**Aim of the task:** Transcribe the data exactly, stopping after the "- Keep stock" line.
- Opening Delimiter -
PR #529, opened 2026-08-14
Implement blocking TCP client sockets

mrcompator:
## Summary
- Implement `Network.connect` via `java.net.Socket` (`xRTSocket`), replacing the stub that always returned `False`.
- Wire blocking `Socket.in` / `Socket.out` (`nativeReadBytes` / `nativeWriteBytes`). `nativeListen` and async `channel` stay TODO.
- Keep stock `RTSocket` scaffolding; `rawChannel` is `Channel? = Null` so construct succeeds before async I/O exists.
- Review follow-up: `connect` / `read` / `write` use `scheduleIO` + `waitForIO` so they do not pin the service fiber. Failed bind/options/connect closes the Java socket before a handle owns it. Write `offset`/`count` are checked as Ecstasy `Int` and raise XVM `OutOfBounds` instead of a host `IndexOutOfBoundsException`.

## Test plan

Listen/accept is still a stub, so the Ecstasy client cannot echo to itself. Start a tiny listener, then connect.

### Java (`xRTSocketLoopbackTest`)

Calls the same helpers `xRTSocket.connect` / read / write use (`openConnectedSocket`, `readBytes`, `writeBytes`, `invalidWriteRange`). Covers loopback echo, refused connect, bind-failure close, and bad write ranges. Does not boot a full XVM `Frame`; that path is `TestTcpClient`.

```bash
./gradlew :javatools:test --tests org.xvm.runtime.template._native.net.xRTSocketLoopbackTest
```

### Ecstasy (`manualTests/TestTcpClient.x`)

This is the real `Network.connect` + `in` / `out` path.

Terminal 1:

```bash
python3 -c 'import socket;s=socket.socket();s.setsockopt(socket.SOL_SOCKET,socket.SO_REUSEADDR,1);s.bind(("127.0.0.1",9999));s.listen(1);c,_=s.accept();c.sendall(c.recv(64));c.close();s.close()'
```

Terminal 2 — Gradle (uses this branch’s runtime):

```bash
./gradlew :manualTests:runOne -PtestName=TestTcpClient -PtestArgs=127.0.0.1,9999
```

Or `xec` after installing this tree’s XDK (do not use a stock/Homebrew `xec`; that still stubs connect):

```bash
./gradlew :xdk:installDist
./xdk/build/install/xdk/bin/xec -L manualTests/build/xtc/main/lib TestTcpClient 127.0.0.1 9999
```

Expect `ok (127.0.0.1, <local>) -> (127.0.0.1, 9999)`.

- [x] Java helper JUnit (echo, refuse, bind-fail close, write range)
- [x] `TestTcpClient` echo round-trip via this branch’s `xec`
- [ ] Confirm `socket.channel` still TODOs; sync `in`/`out` still work
- [ ] Confirm listen/accept unchanged (still stub)

### DIFF
--- a/javatools/src/main/java/org/xvm/runtime/template/_native/net/xRTSocket.java
+++ b/javatools/src/main/java/org/xvm/runtime/template/_native/net/xRTSocket.java
@@ -3,12 +3,15 @@ package org.xvm.runtime.template._native.net;
 
 import java.io.IOException;
 import java.io.InputStream;
-import java.io.OutputStream;
 
 import java.net.InetAddress;
 import java.net.InetSocketAddress;
 import java.net.Socket;
 import java.net.SocketException;
+
+import java.util.concurrent.Callable;
+import java.util.concurrent.CompletableFuture;
+import java.util.concurrent.ExecutionException;
 
 import org.xvm.asm.ClassStructure;
 import org.xvm.asm.ConstantPool;
@@ -111,9 +114,6 @@ public class xRTSocket
         switch (method.getName()) {
         case "nativeReadBytes":
             return nativeReadBytes(frame, hSocket, (int) ((JavaLong) hArg).getValue(), iReturn);
-
-        case "nativeAvailable":
-            return nativeAvailable(frame, hSocket, iReturn);
         }
 
         return super.invokeNative1(frame, method, hTarget, hArg, iReturn);
@@ -164,9 +164,41 @@ public class xRTSocket
      */
     public static int connect(Frame frame, byte[] abRemoteIP, int nRemotePort,
                               byte[] abLocalIP, int nLocalPort, int[] aiReturn) {
-        Socket sock;
+        Callable<Socket> task = () ->
+                openConnectedSocket(abRemoteIP, nRemotePort, abLocalIP, nLocalPort);
+
+        CompletableFuture<Socket> cf = frame.f_context.f_container.scheduleIO(task);
+        Frame.Continuation continuation = frameCaller -> {
+            try {
+                Socket      sock    = cf.get();
+                InetAddress local   = sock.getLocalAddress();
+                byte[]      abLocal = local == null ? new byte[0] : local.getAddress();
+                int         nLocal  = sock.getLocalPort();
+                return INSTANCE.constructSocket(frameCaller, sock, abLocal, nLocal,
+                        abRemoteIP, nRemotePort, aiReturn);
+            } catch (Throwable e) {
+                Throwable cause = unwrap(e);
+                if (cause instanceof IOException) {
+                    return frameCaller.assignValue(aiReturn[0], xBoolean.FALSE);
+                }
+                return frameCaller.raiseException(
+                        xException.makeHandle(frameCaller, cause.getMessage()));
+            }
+        };
+
+        return frame.waitForIO(cf, continuation);
+    }
+
+    /**
+     * Open a client TCP socket with the same options {@link #connect} uses.
+     * On bind, option, or connect failure the Java socket is closed before this returns.
+     */
+    static Socket openConnectedSocket(byte[] abRemoteIP, int nRemotePort,
+                                      byte[] abLocalIP, int nLocalPort)
+            throws IOException {
+        Socket  sock  = new Socket();
+        boolean owned = false;
         try {
-            sock = new Socket();
             sock.setTcpNoDelay(true);
             sock.setKeepAlive(true);
             if (abLocalIP != null && abLocalIP.length > 0) {
@@ -176,17 +208,13 @@ public class xRTSocket
             }
             sock.connect(new InetSocketAddress(InetAddress.getByAddress(abRemoteIP), nRemotePort),
                     CONNECT_TIMEOUT_MS);
-        } catch (IOException e) {
-            return frame.assignValue(aiReturn[0], xBoolean.FALSE);
-        } catch (Exception e) {
-            return frame.raiseException(xException.makeHandle(frame, e.getMessage()));
+            owned = true;
+            return sock;
+        } finally {
+            if (!owned) {
+                closeQuietly(sock);
+            }
         }
-
-        InetAddress local = sock.getLocalAddress();
-        byte[] abLocal = local == null ? new byte[0] : local.getAddress();
-        int    nLocal  = sock.getLocalPort();
-
-        return INSTANCE.constructSocket(frame, sock, abLocal, nLocal, abRemoteIP, nRemotePort, aiReturn);
     }
 
     protected int constructSocket(Frame frame, Socket sock, byte[] abLocal, int nLocalPort,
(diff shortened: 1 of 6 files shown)


ggleyzer:
I just glanced over - looks pretty good. I think a couple of tests would be quite useful; can be something in the manualTests directory

mrcompator:
See PR description for how to execute Java and XTC tests

javatools/src/main/java/org/xvm/runtime/template/_native/net/xRTSocket.java
```diff
@@ -0,0 +1,377 @@
...
+        try {
+            sock = new Socket();
+            sock.setTcpNoDelay(true);
+            sock.setKeepAlive(true);
+            if (abLocalIP != null && abLocalIP.length > 0) {
+                sock.bind(new InetSocketAddress(InetAddress.getByAddress(abLocalIP), nLocalPort));
+            } else if (nLocalPort != 0) {
+                sock.bind(new InetSocketAddress(nLocalPort));
+            }
+            sock.connect(new InetSocketAddress(InetAddress.getByAddress(abRemoteIP), nRemotePort),
```
lagergren, line 209: This `connect` is a blocking host call executed on the service context. Existing native I/O paths such as `xRTNameService` and `xOSFile` use `frame.f_context.f_container.scheduleIO(...)` with `frame.waitForIO(...)` so slow DNS/file/network operations do not pin an XVM service fiber. MAybe move connect onto the scheduled I/O path and complete socket construction from the continuation? Deferring this to some review who knows what he is doing rather than me. I could be wrong.

javatools/src/main/java/org/xvm/runtime/template/_native/net/xRTSocket.java
```diff
@@ -0,0 +1,377 @@
...
+                    CONNECT_TIMEOUT_MS);
+        } catch (IOException e) {
```
lagergren: After `new Socket()`, any `setTcpNoDelay`, `setKeepAlive`, `bind`, or `connect` failure returns `False` without closing the socket. I would suggest closing the socket in all failure paths until ownership has been transferred to the `SocketHandle`, for example with a `Socket sock = new Socket(); boolean transferred = false; try { ... transferred = true; } finally { if (!transferred) closeQuietly(sock); }` pattern.

javatools/src/main/java/org/xvm/runtime/template/_native/net/xRTSocket.java
```diff
@@ -0,0 +1,377 @@
...
+        }
+        if (cBytes <= 0) {
+            return frame.assignValue(iReturn, xArray.makeByteArrayHandle(new byte[0], Mutability.Constant));
+        }
+        try {
+            InputStream in  = sock.getInputStream();
+            byte[]      buf = new byte[cBytes];
+            int         off = 0;
+            while (off < cBytes) {
+                int n = in.read(buf, off, cBytes - off);
```
lagergren: `InputStream.read(...)` can block indefinitely here, and the loop keeps the service fiber occupied until either all requested bytes arrive or EOF occurs. This should follow the same scheduled I/O pattern as the other native blocking operations, then assign the resulting byte array from the continuation.

javatools/src/main/java/org/xvm/runtime/template/_native/net/xRTSocket.java
```diff
@@ -0,0 +1,377 @@
...
+        }
+        byte[] ab = xByteArray.getBytes((ArrayHandle) ahArg[0]);
+        int    of = (int) ((JavaLong) ahArg[1]).getValue();
+        int    n  = (int) ((JavaLong) ahArg[2]).getValue();
+        if (n <= 0) {
+            return Op.R_NEXT;
+        }
+        try {
+            OutputStream out = sock.getOutputStream();
+            out.write(ab, of, n);
```
lagergren: This write/flush path is both blocking and range-sensitive. `offset` and `count` come from Ecstasy `Int` values that were narrowed to Java `int` without checking, and invalid ranges will throw a host `IndexOutOfBoundsException` rather than an XVM bounds/argument exception. Please validate `0 <= offset`, `0 <= count`, and `offset + count <= ab.length`, reject values above `Integer.MAX_VALUE`, and schedule the actual write/flush through `scheduleIO`.

javatools/src/test/java/org/xvm/runtime/template/_native/net/xRTSocketLoopbackTest.java
```diff
@@ -0,0 +1,70 @@
...
+                    peer.getOutputStream().write(buf);
+                    peer.getOutputStream().flush();
+                    return buf;
+                } catch (IOException e) {
+                    throw new RuntimeException(e);
+                }
+            });
+
+            byte[] ping = {'p', 'i', 'n', 'g'};
+            try (Socket sock = openLikeNative(new byte[] {127, 0, 0, 1}, port)) {
```
lagergren: This test opens a plain `java.net.Socket` through `openLikeNative`, so it does not exercise `xRTSocket.connect`, native dispatch, socket handle construction, or `Network.connect`. It would still pass if the XVM bridge were broken. Please add an integration test that runs the Ecstasy `Network.connect` path against the loopback server, or refactor this test so it invokes the native template path directly.

javatools/src/main/java/org/xvm/runtime/template/_native/net/xRTSocket.java
```diff
@@ -0,0 +1,377 @@
...
+        if (frame.f_context != hSocket.f_context) {
+            return xRTFunction.makeAsyncNativeHandle(method).
+                    call1(frame, hTarget, new ObjectHandle[] {hArg}, iReturn);
+        }
+
+        switch (method.getName()) {
+        case "nativeReadBytes":
+            return nativeReadBytes(frame, hSocket, (int) ((JavaLong) hArg).getValue(), iReturn);
+
+        case "nativeAvailable":
```
lagergren: `nativeAvailable` is declared with zero parameters in `RTSocket.x`, so this `invokeNative1` branch should maybe not be used. I may be wrong. So I guess either remove it or add a short explanation if there is a runtime arity reason for keeping it that I am not seeing right now. Otherwise it makes the native dispatch table harder to audit. Also bit of a nitpick.

javatools_bridge/src/main/x/_native/net/RTSocket.x
```diff
@@ -131,26 +139,77 @@ service RTSocket(SocketAddress localAddress, SocketAddress remoteAddress)
...
+            Byte[] got = nativeReadBytes(count);
+            if (got.size < count) {
+                reachedEof = True;
+            }
+            return got.freeze(inPlace=True);
+        }
     }
 
 
     // ----- SocketInput class ---------------------------------------------------------------------
```
lagergren: Minor cleanup: this section header still says `SocketInput class`, but the section defines `SocketOutput`. Worth fixing while touching the file.

lagergren (changes requested):
The socket implementation is a good start, but I think this needs another pass before merge. The main issues are native blocking I/O running directly on service fibers, socket cleanup on failed connection setup, unchecked `Int` to `int` narrowing/range handling, and a Java test that exercises `java.net.Socket` rather than the new XVM native path.

javatools/src/main/java/org/xvm/runtime/template/_native/net/xRTSocket.java
lagergren: This is a bit of a nitpick, but this seems like the ideal place to use var instead of OutputStream in Java. Quite clear what it does already.

lagergren (approved):

mrcompator:
@lagergren @ggleyzer thanks for the review.

Addressed in `c38de5b`:

- `connect` / `read` / `write` now go through `scheduleIO` + `waitForIO`, same as `xRTNameService` / `xOSFile`
- Java `Socket` is closed on bind / options / connect failure before a handle owns it
- Write `offset` / `count` are checked as Ecstasy `Int`; bad ranges raise XVM `OutOfBounds` instead of a host `IndexOutOfBoundsException`
- Dropped the unused `nativeAvailable` branch from `invokeNative1`; fixed the `SocketOutput` section header

Tests:

- JUnit `xRTSocketLoopbackTest` now calls the helpers `xRTSocket.connect` / read / write actually use (not a copy of `new Socket()`). Also covers bind-failure close and bad write ranges
- `manualTests/TestTcpClient` is still the real `Network.connect` + `in` / `out` path (needs a one-shot echo on 9999; commands are in the PR description)

Listen / async `channel` still out of scope.

javatools/src/main/java/org/xvm/runtime/template/_native/net/xRTSocket.java
ggleyzer: > This is a bit of a nitpick, but this seems like the ideal place to use var instead of OutputStream in Java. Quite clear what it does already.

I disagree on this one)

javatools/src/main/java/org/xvm/runtime/template/_native/net/xRTSocket.java
ggleyzer: 100%

ggleyzer:
Merged into master manually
- Closing Delimiter -
**Result of the task:**
PR #529, opened 2026-08-14
Implement blocking TCP client sockets

mrcompator:
## Summary
- Implement `Network.connect` via `java.net.Socket` (`xRTSocket`), replacing the stub that always returned `False`.
- Wire blocking `Socket.in` / `Socket.out` (`nativeReadBytes` / `nativeWriteBytes`). `nativeListen` and async `channel` stay TODO.
- Keep stock `RTSocket` scaffolding; `rawChannel` is `Channel? = Null` so construct succeeds before async I/O exists.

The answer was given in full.